Though Whalley had been selling and showing his work extensively since the 1970s—including a major, one-man retrospective at the Georgia Museum of Art in 2001—when he returned from Brazil, he wondered if he would ever paint again professionally. “I honestly thought my life in art was maybe over,” he admits, sneaking a glance at the hummingbird still working the crabapple blossoms.
Yet Whalley was soon lovingly depicting the odds and ends he unearthed at Maine’s many barn sales and flea markets in drawings such as Mason’s Line, which shows a simple stick of wood wound with a tangle of white twine floating above a paint-splattered background. Nothing, it seems, is too distressed or dilapidated, torn or tarnished to escape Whalley’s attention and sympathy. Not unlike in his work with orphaned children—work he began in the 1970s when he was teaching art at a Pennsylvania orphanage and that continues to this day through fundraising efforts—Whalley rescues what others have cast off, snatches them from the darkness and holds them up in a redemptive light. In turn, Maine has offered him no shortage of inspiration: Whalley’s first book, In New Light, contains 30 years’ worth of work, but since returning from Brazil he has been so productive that the past five years of output could easily fill another monograph.
Although Whalley’s art often evokes a somber sensitivity, it can also be quirky and lighthearted. His graphite drawing The Understudy is a perfect example. It depicts a barnacle-covered whelk shell lying atop a small tin box; in front of the box sits a plump pear also covered in barnacles. The piece is a thousand shades of black and white, the product of Whalley rubbing graphite dust into the paper with steel wool and then working meticulously with many pencils of varying degrees of hardness.
On one of their first dates, Whalley’s wife, Ellen Erickson Whalley, leaned in close to one of his graphite drawings and, stunned, asked, “How do you do that?”

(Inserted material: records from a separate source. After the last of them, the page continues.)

PR #79, opened 2023-03-10
[MWPW-126969] Added search component check & page-objects

chadsunvice:
**WHY?** 
Moving forward, there will be a need to reuse code written by other NALA clients (_eg: IMS login methods_) and limit the test scope to a single testable component, while also reducing the test file foot-print (_selectors should be defined in page-objects and imported on-demand_).

**HOW?**
Each NALA client should create a base page that keeps the common client login (_eg: feds.page.js_), that is then inherited by any page-object (_eg: feds.header.page.js_), which represents a single, atomic, testable component in the AUT (_selectors, props, methods only!_).

**WHAT?**
By leveraging the power of PlayWright POM. This PR represents a scaled-down model, which tests the FEDS GNAV search component.

**WHAT NOT?**
There is a reason why multiple inheritance is not allowed in JS and other higher level programming languages! I first considered using a _**section > page >> page1 | page2 | page3 >> (multiple inheritance) specific-page**_ approach, but seeing how cluttered and unmaintainable the Platform-UI variant has become by using polytype mixins is something I think we don't think would be desirable in NALA.

The end-result are large, cluttered pages which inherit from multiple client sections/pages and become unreadable and unmaintainable. Thus, every client should create their own page-objects on-demand, following this simple pattern.


pages/feds.page.js
```diff
@@ -0,0 +1,9 @@
+import { expect, test } from '@playwright/test';
+
+exports.FedsPage = class FedsPage {
+
+  constructor() {
+    // >> Generic FEDS page selectors declared here <<
```
JackySun9, line 6: If we need login, where to put it

chadsunvice: I see login inside a `ims.page.js` file, as it is not specifically a FEDS-related feature, but more as a global service which every consumer needs to use, on-demand (_some tests require login, others don't_).

This PR tries to organize our FEDS logic a bit better and have custom methods tailored around specific actions (eg: `openUserProfile`, `closeUserProfile`, `openAppLauncher`, `closeAppLauncher`) & have the selectors in specific files, as to not pollute the test-file.

I will add the `ims.page.js` logic if way of working is approved. For now, I am going by the logic already available (Footer/Header/Search/Consent). Login would be next after I add the Header/Footer checks. The selectors added are required for the operations to test the GNAV.

JackySun9 (approved):

tests/search.test.js
```diff
@@ -0,0 +1,35 @@
+/* eslint-disable no-restricted-syntax */
+/* eslint-disable no-await-in-loop */
+const parse = require('../features/parse.js');
+const search = require('../features/search.spec.js');
+const { expect, test } = require('@playwright/test');
```
amauch-adobe, line 5: It's a lame nitpick and opinion, but I like having the playwright/test import be at the top and the rest of the imports from our own framework below.  Just a personal preference, feel free to make your own decision on that.

pages/feds.page.js
amauch-adobe, line 1: This type of template file might be best housed under the /test-examples/templates directory or maybe a /test-templates directory.  @skumar09 what do you think?

amauch-adobe: wait it looks like you were starting on this type of page and just added comments like it was a template since it is just an empty constructor.  Sorry, I first thought this was just a template of sorts, if it is intended to be used as a template I would say go for having it under a different directory for learning.

pages/feds.header.page.js
```diff
@@ -0,0 +1,127 @@
...
+
+exports.FedsHeader = class FedsHeader extends FedsPage {
+
+  constructor(page) {
+    super();
+    this.page = page;
+    this.page.props = {
+      lsKeyName: 'feds-notifications_en',
+      components: {
+        'NavBar': '#feds-topnav',
```
amauch-adobe, line 12: Silly question, but just want to know why these component selectors are under the constructor instead of below it like all the other selectors.  I also didn't see anywhere the headerData {}, or pageClouds: [] data structures are used.  What was your plan there?

amauch-adobe (commented):
See my comments throughout.  That being said this looks amazing, cool, clean, and susinct.  Having POMs hold selectors though starts to beg the question of why we have the .selectors.js files at all.  Should POMs take over selectors.js files?  Should POMs be used when needed for page reuse only and selectors are then added there instead of the .selectors.js files and .selectors.js files are used only when testing blocks or a quick page that won't be reused?  

I think this is why this type of discussion should be pushed to the http://milo.adobe.com/community board for intake.  Then after things are fledged through we can either adjust the PR if needed or not and then merge and approve.  What do you think @skumar09?

tests/search.test.js
chadsunvice: It is not nitpick, I agree as well @amauch-adobe . I made the changes and pushed updated version.

pages/feds.page.js
chadsunvice: Yes, this is not a template, it is meant to house FEDS specific logic across all components in the future (_eg: Header/Footer/Search/IMS/Consent/Jarvis/etc_). Different clients should create their own inheritance schema on-demand.

pages/feds.header.page.js
chadsunvice: I agree these were confusing, so I removed them. I can explain the use-case though. These are not meant to be page-selectors, but more like FEDS component-to-UI-element mappings. I can explain their use below.

In our FEDS browser objects, we might have pages where certain components are, or aren't enabled, via client requirements (_eg: Some pages might have SubNav bar, some might have only NavBar, some might have MegaMenu. Some pages might have SkinnyFooter, some might have the regular Footer component. We don't know until we check the feds.components object keys_).

Thus, we need a collection of sorts to be able to iterate through the "component dictionary". An example below:

```
    // Looping through page-enabled FEDs components:
    Object.keys(feds.components).forEach((component) => {
      const componentElem = $(Header.props.components[component]);
      console.info(`[EuroInfo] '${component}' component display status: ${componentElem.isDisplayed()}`);
      switch (component) {
        case 'subnav':
          if (pageHasSubnav) {
            expect(componentElem.isDisplayed(), `Asserting if [${component}] is displayed`).to.be.true;
          } break;
        case 'breadcrumbs':
          if (pageHasBreadcrumbs) {
            expect(componentElem.isDisplayed(), `Asserting if [${component}] is displayed`).to.be.false;
          } break;
        case 'regionPicker':
          if (pageHasRegionPicker) {
            expect(componentElem.isDisplayed(), `Asserting if [${component}] is displayed`).to.be.true;
          } break;
        default:
          expect(componentElem.isDisplayed()).to.be.true;
          break;
      }
    });
```

I removed the props and will add them when those specific methods need to be added.

amauch-adobe (approved):
I approve of the approach and the changes.  That being said, the merge of the POM model should wait until @skumar09 and indeed a discussion in the Milo community forum can be done over the selectors.js files usage, and need against POMs and selectors.  That is my feeling.

amauch-adobe:
I added the do not merge label until @skumar09 and the Milo community can discuss the approach for selectors.js files in conjunction with POMs.

pages/feds.page.js
skumar09: - As discussed in past few Nala discussion about including page object into current structure, i think we are good on that. On the naming convention I would still stick to selector kind [<block or section or any name>.selector.js] as it will provide kind of uniformity. [open for ideas/thoughts..]
- We can move reusable functions or methods under libs 
- Please update the folder/file path as per recent changes with respect to PR#88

“With a pencil,” he replied devilishly and seemingly unaware that he has unlocked secrets of the pencil that the rest of world remains oblivious to.
Whalley’s art is a confrontation with memory—he saves and honors the tiny objects that make up our lives from being lost to the obscurity of our forgetfulness. There is a world of reclaimed lost things inside John Whalley, a little village with rambling stone walls and abandoned outbuildings that brim with worn tools, pencil nubs, balls of twine, baskets and jars, bricks, buttons, and smooth-edged coins. It is a testament to the artist’s exceptional abilities that, even though his paintings and drawings rarely depict the human subject, the human touch nevertheless characterizes nearly every piece. “I guess I prefer to come in through the back door,” he says, in a typically understated style in which big ideas are expressed through small gestures.
“I feel like I am really seeing the story of Maine through its remnants,” says Whalley as he turns toward a gentle tapping at the window beside him. The hummingbird has abandoned the blossoms and is fluttering its tiny wings against the glass. “Look at this,” Whalley says, a smiling spreading across his face. “He wants to get in!”